↓↓↓

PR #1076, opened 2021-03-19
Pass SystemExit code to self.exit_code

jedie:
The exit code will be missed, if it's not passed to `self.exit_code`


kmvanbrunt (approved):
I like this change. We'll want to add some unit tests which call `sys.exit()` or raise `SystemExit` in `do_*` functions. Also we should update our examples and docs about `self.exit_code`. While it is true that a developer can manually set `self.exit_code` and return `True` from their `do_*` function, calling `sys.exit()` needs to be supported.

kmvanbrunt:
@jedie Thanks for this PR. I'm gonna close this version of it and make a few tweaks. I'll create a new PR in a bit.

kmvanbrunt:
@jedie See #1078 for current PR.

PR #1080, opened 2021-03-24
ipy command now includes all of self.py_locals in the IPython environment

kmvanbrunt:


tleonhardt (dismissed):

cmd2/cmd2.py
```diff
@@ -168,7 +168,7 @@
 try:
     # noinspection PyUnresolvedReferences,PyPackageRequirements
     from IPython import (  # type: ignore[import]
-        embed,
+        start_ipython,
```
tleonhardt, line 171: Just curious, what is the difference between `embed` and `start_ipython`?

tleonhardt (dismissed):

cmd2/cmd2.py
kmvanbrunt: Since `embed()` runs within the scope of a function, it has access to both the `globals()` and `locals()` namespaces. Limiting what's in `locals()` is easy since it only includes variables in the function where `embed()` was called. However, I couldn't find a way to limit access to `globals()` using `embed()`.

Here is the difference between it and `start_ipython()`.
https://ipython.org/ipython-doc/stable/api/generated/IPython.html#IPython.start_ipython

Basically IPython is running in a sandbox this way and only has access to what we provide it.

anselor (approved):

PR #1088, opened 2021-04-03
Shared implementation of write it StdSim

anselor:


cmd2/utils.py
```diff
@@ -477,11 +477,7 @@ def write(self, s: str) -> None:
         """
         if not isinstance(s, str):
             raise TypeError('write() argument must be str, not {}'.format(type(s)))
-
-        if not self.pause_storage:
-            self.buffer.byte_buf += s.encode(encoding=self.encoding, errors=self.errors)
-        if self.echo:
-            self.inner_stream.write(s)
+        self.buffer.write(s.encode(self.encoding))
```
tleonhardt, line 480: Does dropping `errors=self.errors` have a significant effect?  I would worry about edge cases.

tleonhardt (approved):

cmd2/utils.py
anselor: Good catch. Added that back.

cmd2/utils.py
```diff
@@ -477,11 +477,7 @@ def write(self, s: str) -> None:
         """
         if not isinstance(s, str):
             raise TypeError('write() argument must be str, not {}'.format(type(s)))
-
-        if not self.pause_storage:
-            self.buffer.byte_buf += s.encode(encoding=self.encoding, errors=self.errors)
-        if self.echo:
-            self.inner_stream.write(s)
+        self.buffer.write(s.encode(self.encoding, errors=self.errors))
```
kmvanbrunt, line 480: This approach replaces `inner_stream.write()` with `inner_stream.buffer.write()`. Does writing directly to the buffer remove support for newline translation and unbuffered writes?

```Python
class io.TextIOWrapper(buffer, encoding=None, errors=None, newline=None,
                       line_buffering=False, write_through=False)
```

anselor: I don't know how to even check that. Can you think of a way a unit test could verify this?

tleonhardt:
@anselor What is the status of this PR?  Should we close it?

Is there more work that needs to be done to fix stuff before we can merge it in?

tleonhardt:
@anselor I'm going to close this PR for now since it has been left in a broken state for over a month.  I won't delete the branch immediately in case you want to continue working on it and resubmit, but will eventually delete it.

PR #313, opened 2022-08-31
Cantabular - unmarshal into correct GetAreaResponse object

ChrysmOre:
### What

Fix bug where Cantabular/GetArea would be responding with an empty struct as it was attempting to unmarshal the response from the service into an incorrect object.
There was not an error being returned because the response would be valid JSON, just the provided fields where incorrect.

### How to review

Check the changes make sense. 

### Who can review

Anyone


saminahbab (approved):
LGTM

↑↑↑

PROBLEM TO WORK ON: Among the lines of the material, find those that hold the word "tleonhardt" and copy them.

TASK SOLUTION:
tleonhardt (dismissed):
tleonhardt, line 171: Just curious, what is the difference between `embed` and `start_ipython`?
tleonhardt (dismissed):
tleonhardt, line 480: Does dropping `errors=self.errors` have a significant effect?  I would worry about edge cases.
tleonhardt (approved):
tleonhardt:
tleonhardt:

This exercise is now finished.